Continuity Requirements for Software Defined Data Centers

Presented by Jon Toigo

One the benefits of software defined resources is the ability to spin up additional resource virtually. That leads to the assumption of an agile and dynamic data center that can turn on a dime in response to business requirements. That is true in theory. Rarely discussed, however, are the inherent risks of combining physical and virtual resources, both locally deployed and sourced from remote cloud-based providers. This presentation will identify some disaster recovery and business continuity requirements to keep in mind as you plan your software defined data center and need to rein in management’s wishful thinking.

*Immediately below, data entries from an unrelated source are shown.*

PR #8104, opened 2026-06-07
fix(gitlab): avoid stale comment update alerts

### LINKED ISSUE #5518: 🚨 Gitlab created tasks are marked having updates, even though nothing changed

cocojojo5213:
## Summary

Fixes #5518.

- reuse the base issue-provider freshness check for GitLab polling updates
- stop treating comment timestamps newer than `issue.updated_at` as a separate update baseline
- add regression coverage for comment-driven GitLab updates via `issue.updated_at`

## GitLab behavior note

GitLab upstream touches the noteable issue/MR when a note is saved, so the base `updated_at` freshness path preserves comment-driven update detection for GitLab/self-managed instances following upstream behavior.

References:
- `Note` has `after_save :touch_noteable`: https://gitlab.com/gitlab-org/gitlab/-/blob/master/app/models/note.rb#L211
- `touch_noteable` calls `touch` on the noteable: https://gitlab.com/gitlab-org/gitlab/-/blob/master/app/models/note.rb#L595-611
- GitLab spec coverage for issue notes touching the noteable: https://gitlab.com/gitlab-org/gitlab/-/blob/master/spec/models/note_spec.rb#L275-284

## Validation

- `CHROME_BIN=/usr/bin/chromium-browser npm run test:file -- src/app/features/issue/providers/gitlab/gitlab-common-interfaces.service.spec.ts` (`3` success)
- `ng lint sp2 --lint-file-patterns src/app/features/issue/providers/gitlab/gitlab-common-interfaces.service.ts src/app/features/issue/providers/gitlab/gitlab-common-interfaces.service.spec.ts`
- `prettier --check src/app/features/issue/providers/gitlab/gitlab-common-interfaces.service.ts src/app/features/issue/providers/gitlab/gitlab-common-interfaces.service.spec.ts`
- `git diff --check`

### DIFF
--- a/src/app/features/issue/providers/gitlab/gitlab-common-interfaces.service.spec.ts
+++ b/src/app/features/issue/providers/gitlab/gitlab-common-interfaces.service.spec.ts
@@ -1,0 +1,166 @@
+import { TestBed } from '@angular/core/testing';
+import { of } from 'rxjs';
+import { GitlabCommonInterfacesService } from './gitlab-common-interfaces.service';
+import { GitlabApiService } from './gitlab-api/gitlab-api.service';
+import { IssueProviderService } from '../../issue-provider.service';
+import { DEFAULT_GITLAB_CFG } from './gitlab.const';
+import { GitlabIssue } from './gitlab-issue.model';
+import {
+  GitlabOriginalComment,
+  GitlabOriginalUser,
+} from './gitlab-api/gitlab-api-responses';
+import { createTask } from '../../../tasks/task.test-helper';
+import { Task } from '../../../tasks/task.model';
+import { IssueProviderGitlab } from '../../issue.model';
+
+const ISSUE_PROVIDER_ID = 'gitlab-provider-1';
+const ISSUE_ID = 'project/repo#42';
+const BASE_UPDATED_AT = '2026-01-08T03:29:14.653Z';
+const LATER_COMMENT_AT = '2026-01-08T03:29:14.717Z';
+const NEWER_UPDATED_AT = '2026-01-08T03:30:00.000Z';
+
+const BASE_CFG: IssueProviderGitlab = {
+  ...DEFAULT_GITLAB_CFG,
+  id: ISSUE_PROVIDER_ID,
+  issueProviderKey: 'GITLAB',
+  isEnabled: true,
+  project: 'project/repo',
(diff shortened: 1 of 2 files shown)


johannesjo (commented):
Thanks for tackling the false-positive alerts (#5518). One thing to confirm before this goes in: this removes the entire `getFreshDataForIssueTask` override, so GitLab update detection falls back to the base class, which keys off `issue.updated_at` and drops the comment-timestamp comparison.

That eliminates the self-/filtered-comment false positives, but it also means an update that *only* adds a comment is detected only if GitLab bumps the issue's `updated_at` on note creation. Could you confirm that holds for the GitLab versions we target (including self-hosted)? If `updated_at` reliably moves on note creation this is a clean simplification; if not, we'd lose comment-driven update detection.

A regression test along the lines of "issue with a new comment but unchanged body is still flagged as updated" would make that guarantee explicit.

cocojojo5213:
Confirmed: GitLab touches the noteable issue/MR when a note is saved, so the issue `updated_at` path should preserve comment-driven update detection for GitLab/self-managed instances following upstream behavior.

References:
- `Note` has `after_save :touch_noteable`: https://gitlab.com/gitlab-org/gitlab/-/blob/master/app/models/note.rb#L211
- `touch_noteable` calls `touch` on the noteable: https://gitlab.com/gitlab-org/gitlab/-/blob/master/app/models/note.rb#L595-611
- GitLab spec coverage for issue notes touching the noteable: https://gitlab.com/gitlab-org/gitlab/-/blob/master/spec/models/note_spec.rb#L275-284

Pushed `05fbe5df` adding the requested regression test for an issue with unchanged body but comment-driven `updated_at` being flagged as updated. Local focused spec, lint/prettier checks, and `git diff --check` passed. Latest main CI is still running the `Tests` job.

And a related topic, It’s All About the Object! IBM Customer Experiences with Object Storage

Presented by Manuel Avalos, Dan Lucky

Travis County in Austin, TX is an early adopter of IBM object storage. This case study positions IBM’s Statement Of Direction (SOD) about object storage based on OpenStack Swift. Here you can learn from six months of Travis County user experiences, values, and next steps.

And there is another entire session on SDE in the federal government. Overall, IBM Edge2014 is delivering considerable real world experiences direct from the user.

Look for DancingDinosaur at IBM Edge2014, Mon-Wed. at sessions or in the bloggers lounge.